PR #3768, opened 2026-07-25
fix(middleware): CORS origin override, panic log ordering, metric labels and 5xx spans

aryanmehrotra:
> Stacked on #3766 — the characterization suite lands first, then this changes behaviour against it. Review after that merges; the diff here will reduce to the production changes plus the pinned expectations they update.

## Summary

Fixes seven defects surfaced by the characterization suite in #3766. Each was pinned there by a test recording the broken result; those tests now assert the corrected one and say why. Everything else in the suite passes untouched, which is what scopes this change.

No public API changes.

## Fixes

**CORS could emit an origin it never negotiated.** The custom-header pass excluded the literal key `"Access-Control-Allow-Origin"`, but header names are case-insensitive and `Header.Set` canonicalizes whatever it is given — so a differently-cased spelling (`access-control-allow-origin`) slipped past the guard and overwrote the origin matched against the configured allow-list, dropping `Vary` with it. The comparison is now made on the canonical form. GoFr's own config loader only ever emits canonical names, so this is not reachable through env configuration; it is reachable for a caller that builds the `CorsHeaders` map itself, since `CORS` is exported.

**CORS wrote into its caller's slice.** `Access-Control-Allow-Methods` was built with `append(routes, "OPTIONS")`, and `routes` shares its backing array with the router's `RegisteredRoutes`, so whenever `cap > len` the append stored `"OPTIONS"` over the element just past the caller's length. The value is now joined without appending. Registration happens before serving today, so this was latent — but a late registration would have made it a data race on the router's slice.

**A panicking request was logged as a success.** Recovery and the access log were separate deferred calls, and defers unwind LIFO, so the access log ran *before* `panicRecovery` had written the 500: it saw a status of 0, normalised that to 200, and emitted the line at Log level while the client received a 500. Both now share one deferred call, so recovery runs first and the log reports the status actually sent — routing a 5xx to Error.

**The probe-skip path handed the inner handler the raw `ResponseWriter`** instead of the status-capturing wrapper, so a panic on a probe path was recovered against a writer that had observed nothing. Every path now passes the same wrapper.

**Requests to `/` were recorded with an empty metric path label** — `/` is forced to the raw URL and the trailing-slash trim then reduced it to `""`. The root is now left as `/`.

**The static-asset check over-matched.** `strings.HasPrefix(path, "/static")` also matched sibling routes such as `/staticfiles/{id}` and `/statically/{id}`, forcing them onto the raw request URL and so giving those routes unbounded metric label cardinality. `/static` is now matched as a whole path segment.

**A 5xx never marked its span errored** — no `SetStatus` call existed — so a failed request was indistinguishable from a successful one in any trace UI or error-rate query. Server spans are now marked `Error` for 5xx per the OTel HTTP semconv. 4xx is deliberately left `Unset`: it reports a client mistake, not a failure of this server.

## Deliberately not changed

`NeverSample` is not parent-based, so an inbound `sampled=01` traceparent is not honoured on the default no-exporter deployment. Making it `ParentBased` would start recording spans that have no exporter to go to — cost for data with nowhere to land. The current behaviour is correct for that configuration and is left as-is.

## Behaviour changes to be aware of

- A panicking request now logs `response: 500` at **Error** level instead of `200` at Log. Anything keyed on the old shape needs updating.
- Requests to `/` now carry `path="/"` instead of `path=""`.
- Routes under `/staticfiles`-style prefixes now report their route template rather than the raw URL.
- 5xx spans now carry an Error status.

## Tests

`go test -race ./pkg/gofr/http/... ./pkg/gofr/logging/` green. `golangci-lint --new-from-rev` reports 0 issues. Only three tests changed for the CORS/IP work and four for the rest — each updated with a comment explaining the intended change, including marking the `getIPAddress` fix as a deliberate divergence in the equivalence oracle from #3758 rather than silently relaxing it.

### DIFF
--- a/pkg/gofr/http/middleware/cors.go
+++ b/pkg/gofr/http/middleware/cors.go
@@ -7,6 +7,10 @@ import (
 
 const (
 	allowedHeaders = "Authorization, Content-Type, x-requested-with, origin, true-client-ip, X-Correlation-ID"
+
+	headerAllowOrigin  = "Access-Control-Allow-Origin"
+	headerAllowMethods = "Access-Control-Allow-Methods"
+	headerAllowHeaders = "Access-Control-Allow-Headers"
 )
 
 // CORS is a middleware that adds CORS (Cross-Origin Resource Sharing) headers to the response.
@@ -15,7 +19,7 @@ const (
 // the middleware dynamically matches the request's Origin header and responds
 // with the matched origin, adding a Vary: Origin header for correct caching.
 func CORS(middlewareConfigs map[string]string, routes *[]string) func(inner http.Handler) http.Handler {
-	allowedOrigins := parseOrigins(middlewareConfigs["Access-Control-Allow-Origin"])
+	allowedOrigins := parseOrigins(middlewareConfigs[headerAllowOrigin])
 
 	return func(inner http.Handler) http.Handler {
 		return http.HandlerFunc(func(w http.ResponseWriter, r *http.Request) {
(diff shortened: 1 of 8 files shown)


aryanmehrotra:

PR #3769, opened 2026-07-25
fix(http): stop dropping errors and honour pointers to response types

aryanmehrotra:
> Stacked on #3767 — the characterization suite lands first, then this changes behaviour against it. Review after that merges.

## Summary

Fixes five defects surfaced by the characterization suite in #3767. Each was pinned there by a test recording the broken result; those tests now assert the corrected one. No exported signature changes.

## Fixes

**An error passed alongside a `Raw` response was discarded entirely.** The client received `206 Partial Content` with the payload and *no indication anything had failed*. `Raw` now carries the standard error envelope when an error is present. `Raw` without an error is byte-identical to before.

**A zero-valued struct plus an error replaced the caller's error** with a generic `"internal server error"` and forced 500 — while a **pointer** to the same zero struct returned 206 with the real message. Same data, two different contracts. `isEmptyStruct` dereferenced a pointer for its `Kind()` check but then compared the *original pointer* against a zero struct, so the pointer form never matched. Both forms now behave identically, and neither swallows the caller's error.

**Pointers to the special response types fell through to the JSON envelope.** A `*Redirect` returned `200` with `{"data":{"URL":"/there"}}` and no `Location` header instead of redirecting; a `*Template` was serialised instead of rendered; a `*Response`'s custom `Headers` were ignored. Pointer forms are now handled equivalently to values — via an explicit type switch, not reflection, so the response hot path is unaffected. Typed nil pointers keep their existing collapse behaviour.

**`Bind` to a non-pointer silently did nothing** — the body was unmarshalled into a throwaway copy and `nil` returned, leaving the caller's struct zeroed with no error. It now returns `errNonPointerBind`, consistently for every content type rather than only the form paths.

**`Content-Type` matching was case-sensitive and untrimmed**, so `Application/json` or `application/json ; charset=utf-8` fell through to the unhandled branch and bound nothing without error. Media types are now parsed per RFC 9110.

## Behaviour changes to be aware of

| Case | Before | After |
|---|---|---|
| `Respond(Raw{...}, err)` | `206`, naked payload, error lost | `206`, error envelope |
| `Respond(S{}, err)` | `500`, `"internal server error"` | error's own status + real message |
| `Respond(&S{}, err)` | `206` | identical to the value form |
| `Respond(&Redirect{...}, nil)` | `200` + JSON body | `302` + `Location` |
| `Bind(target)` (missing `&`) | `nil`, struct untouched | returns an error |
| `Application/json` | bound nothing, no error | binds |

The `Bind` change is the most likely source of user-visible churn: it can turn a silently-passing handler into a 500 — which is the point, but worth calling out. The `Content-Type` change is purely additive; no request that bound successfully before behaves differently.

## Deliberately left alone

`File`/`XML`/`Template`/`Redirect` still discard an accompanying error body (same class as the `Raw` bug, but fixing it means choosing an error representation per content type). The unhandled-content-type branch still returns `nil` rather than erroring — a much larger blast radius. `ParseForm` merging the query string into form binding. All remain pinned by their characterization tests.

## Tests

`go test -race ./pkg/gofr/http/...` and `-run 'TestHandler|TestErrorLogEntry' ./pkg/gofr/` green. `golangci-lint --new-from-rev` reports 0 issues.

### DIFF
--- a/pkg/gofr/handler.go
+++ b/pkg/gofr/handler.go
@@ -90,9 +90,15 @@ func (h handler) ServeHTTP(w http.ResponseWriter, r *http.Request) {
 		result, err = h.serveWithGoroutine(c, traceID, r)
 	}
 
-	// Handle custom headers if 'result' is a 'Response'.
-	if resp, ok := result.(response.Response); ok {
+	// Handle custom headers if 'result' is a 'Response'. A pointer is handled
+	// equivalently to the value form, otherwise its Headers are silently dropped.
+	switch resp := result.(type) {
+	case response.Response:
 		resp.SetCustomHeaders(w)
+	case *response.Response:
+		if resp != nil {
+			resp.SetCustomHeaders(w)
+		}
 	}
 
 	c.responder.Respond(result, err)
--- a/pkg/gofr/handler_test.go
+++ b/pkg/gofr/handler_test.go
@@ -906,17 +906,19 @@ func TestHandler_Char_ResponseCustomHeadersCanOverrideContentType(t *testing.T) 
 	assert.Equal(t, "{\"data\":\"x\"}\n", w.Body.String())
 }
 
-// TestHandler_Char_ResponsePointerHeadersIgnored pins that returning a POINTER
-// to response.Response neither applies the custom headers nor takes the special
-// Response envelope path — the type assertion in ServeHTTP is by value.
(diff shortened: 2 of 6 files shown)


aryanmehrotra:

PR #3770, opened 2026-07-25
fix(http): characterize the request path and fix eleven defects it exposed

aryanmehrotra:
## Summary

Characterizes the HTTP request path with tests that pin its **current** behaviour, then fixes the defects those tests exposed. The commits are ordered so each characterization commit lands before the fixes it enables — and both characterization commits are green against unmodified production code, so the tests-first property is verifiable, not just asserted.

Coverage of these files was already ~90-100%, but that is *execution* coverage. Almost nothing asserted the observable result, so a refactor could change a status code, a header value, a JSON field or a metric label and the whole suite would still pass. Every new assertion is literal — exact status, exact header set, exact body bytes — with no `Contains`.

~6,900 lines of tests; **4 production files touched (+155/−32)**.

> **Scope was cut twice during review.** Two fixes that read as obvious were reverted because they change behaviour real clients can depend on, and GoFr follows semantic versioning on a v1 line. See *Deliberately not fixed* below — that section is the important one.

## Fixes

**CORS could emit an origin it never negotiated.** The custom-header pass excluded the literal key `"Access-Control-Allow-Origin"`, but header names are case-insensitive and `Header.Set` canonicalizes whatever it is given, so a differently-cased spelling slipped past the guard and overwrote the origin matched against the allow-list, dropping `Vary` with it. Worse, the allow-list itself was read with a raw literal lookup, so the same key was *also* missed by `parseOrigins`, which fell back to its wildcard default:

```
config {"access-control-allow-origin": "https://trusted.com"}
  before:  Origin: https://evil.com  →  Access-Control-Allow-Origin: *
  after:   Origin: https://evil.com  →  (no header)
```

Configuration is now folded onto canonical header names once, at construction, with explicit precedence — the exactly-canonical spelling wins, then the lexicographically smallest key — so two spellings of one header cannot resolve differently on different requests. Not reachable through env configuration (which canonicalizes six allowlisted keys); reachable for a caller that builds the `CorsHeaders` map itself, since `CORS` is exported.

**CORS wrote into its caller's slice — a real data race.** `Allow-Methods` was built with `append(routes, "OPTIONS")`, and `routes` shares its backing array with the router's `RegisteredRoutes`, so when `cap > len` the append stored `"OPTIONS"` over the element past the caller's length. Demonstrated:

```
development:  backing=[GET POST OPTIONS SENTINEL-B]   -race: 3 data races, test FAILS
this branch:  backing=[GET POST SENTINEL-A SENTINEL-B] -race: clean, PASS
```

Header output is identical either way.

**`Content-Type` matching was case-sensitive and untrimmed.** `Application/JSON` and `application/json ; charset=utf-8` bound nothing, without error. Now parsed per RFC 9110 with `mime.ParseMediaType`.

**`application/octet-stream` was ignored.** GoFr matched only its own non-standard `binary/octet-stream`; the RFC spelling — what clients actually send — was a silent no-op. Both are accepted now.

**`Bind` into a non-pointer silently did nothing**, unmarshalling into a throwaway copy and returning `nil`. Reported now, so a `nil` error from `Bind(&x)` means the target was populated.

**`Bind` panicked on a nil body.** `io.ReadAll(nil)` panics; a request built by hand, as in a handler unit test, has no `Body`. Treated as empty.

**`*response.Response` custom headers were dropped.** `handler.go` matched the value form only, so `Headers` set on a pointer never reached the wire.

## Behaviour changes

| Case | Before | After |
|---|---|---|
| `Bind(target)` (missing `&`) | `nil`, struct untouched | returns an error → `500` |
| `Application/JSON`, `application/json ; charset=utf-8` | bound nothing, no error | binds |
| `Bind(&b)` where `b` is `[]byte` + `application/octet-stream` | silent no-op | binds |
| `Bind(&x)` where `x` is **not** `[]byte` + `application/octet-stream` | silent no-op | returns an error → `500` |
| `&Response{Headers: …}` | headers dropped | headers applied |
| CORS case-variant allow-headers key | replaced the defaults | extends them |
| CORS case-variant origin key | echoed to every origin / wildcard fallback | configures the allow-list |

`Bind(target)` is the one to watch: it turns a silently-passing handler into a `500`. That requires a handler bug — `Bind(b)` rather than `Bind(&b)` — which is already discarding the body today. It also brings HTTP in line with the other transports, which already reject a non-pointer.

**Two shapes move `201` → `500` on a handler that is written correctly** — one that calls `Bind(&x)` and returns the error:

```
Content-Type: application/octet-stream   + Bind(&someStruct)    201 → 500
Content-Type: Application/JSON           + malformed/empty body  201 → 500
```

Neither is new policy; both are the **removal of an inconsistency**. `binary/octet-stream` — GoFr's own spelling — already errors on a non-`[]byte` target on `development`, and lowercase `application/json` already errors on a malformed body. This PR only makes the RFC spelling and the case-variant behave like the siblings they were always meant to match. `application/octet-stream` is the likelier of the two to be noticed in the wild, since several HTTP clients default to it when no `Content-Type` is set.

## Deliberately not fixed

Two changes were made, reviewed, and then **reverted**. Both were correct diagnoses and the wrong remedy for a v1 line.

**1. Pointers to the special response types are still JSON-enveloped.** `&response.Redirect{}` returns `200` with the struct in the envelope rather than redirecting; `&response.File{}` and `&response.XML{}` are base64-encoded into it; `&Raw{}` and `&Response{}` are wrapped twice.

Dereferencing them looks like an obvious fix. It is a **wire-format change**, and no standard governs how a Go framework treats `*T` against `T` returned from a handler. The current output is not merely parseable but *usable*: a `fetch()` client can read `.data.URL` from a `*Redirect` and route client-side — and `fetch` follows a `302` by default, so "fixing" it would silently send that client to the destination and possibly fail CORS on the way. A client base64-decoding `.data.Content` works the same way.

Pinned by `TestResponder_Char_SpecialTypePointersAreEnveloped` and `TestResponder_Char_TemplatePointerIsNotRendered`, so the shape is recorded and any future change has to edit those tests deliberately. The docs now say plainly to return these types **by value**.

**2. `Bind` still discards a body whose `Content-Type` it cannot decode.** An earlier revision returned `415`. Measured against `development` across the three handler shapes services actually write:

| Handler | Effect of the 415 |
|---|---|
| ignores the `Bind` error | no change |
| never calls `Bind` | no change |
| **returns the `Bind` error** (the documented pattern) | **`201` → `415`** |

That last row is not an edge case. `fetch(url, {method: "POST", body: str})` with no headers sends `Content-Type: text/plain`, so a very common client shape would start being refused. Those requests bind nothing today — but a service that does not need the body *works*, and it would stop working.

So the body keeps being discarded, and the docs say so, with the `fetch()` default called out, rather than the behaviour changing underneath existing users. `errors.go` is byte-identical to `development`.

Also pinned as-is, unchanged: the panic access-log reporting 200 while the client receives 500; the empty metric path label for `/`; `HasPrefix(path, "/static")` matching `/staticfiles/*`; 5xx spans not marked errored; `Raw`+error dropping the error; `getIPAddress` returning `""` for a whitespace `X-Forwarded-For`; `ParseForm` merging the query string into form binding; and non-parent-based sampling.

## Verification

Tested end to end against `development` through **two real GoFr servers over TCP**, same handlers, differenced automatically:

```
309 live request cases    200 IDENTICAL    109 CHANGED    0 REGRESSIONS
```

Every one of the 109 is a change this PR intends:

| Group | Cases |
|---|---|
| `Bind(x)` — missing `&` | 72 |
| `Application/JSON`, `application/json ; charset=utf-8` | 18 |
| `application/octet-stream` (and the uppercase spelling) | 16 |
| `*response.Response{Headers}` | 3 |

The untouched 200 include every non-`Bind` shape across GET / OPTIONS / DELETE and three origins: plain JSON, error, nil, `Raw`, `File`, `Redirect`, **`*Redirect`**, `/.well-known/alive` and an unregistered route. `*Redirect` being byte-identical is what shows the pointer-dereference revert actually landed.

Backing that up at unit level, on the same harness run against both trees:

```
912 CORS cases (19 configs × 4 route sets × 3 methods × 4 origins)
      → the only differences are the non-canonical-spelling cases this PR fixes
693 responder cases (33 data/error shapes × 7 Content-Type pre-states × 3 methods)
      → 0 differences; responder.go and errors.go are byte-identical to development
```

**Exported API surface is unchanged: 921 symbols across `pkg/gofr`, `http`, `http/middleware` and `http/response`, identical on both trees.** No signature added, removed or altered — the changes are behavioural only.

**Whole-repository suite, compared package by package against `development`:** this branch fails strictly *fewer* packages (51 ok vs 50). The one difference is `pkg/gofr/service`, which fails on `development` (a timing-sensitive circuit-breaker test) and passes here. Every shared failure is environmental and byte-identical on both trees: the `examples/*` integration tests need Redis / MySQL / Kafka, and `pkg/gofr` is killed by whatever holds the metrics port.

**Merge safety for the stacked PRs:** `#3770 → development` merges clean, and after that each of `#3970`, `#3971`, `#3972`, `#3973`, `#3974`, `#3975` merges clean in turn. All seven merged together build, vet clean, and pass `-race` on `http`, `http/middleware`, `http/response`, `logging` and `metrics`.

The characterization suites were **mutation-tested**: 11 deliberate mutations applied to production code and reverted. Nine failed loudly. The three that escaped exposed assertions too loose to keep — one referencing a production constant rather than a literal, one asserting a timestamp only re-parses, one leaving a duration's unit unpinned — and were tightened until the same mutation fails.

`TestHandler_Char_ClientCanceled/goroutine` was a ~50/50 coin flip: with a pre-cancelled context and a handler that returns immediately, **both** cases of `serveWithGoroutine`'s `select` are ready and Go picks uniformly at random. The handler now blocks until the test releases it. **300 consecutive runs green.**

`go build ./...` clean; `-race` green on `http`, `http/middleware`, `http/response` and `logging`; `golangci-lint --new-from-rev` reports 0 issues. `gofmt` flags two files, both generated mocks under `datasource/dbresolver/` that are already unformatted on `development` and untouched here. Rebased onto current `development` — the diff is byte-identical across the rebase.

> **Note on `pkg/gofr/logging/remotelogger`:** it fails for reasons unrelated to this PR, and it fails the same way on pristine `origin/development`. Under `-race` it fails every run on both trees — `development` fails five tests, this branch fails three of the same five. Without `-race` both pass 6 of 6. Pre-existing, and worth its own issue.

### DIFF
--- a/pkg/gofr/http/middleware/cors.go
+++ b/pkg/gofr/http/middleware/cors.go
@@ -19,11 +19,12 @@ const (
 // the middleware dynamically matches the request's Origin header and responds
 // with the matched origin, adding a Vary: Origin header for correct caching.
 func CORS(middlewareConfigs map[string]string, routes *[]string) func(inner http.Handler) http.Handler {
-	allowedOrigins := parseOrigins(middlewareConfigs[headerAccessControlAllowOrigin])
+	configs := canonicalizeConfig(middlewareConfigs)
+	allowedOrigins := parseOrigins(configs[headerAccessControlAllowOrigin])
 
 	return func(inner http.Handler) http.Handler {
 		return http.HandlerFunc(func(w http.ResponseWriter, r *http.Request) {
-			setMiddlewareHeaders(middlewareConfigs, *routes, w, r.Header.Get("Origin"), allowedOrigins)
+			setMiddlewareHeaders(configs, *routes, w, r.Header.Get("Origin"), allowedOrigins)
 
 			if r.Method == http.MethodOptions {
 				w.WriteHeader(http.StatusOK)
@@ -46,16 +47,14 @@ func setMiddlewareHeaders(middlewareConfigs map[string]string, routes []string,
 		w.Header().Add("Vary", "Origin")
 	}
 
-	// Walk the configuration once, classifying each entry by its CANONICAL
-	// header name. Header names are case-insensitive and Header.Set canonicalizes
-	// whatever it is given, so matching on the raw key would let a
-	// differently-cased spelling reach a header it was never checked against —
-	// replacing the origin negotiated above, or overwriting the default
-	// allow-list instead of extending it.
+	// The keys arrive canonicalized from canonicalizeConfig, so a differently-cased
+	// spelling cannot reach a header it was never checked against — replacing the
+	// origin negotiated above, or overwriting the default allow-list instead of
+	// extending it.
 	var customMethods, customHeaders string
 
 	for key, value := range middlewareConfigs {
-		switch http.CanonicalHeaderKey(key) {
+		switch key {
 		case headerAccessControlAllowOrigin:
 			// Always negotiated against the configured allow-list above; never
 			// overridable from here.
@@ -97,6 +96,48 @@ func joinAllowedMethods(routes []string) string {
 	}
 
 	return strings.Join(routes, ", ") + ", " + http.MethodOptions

------------------------------------------------

__WORK REQUIRED__: What is needed is a copy of every line above in which "MethodOptions" appears.

__WRITTEN SOLUTION__:
 			if r.Method == http.MethodOptions {
 	return strings.Join(routes, ", ") + ", " + http.MethodOptions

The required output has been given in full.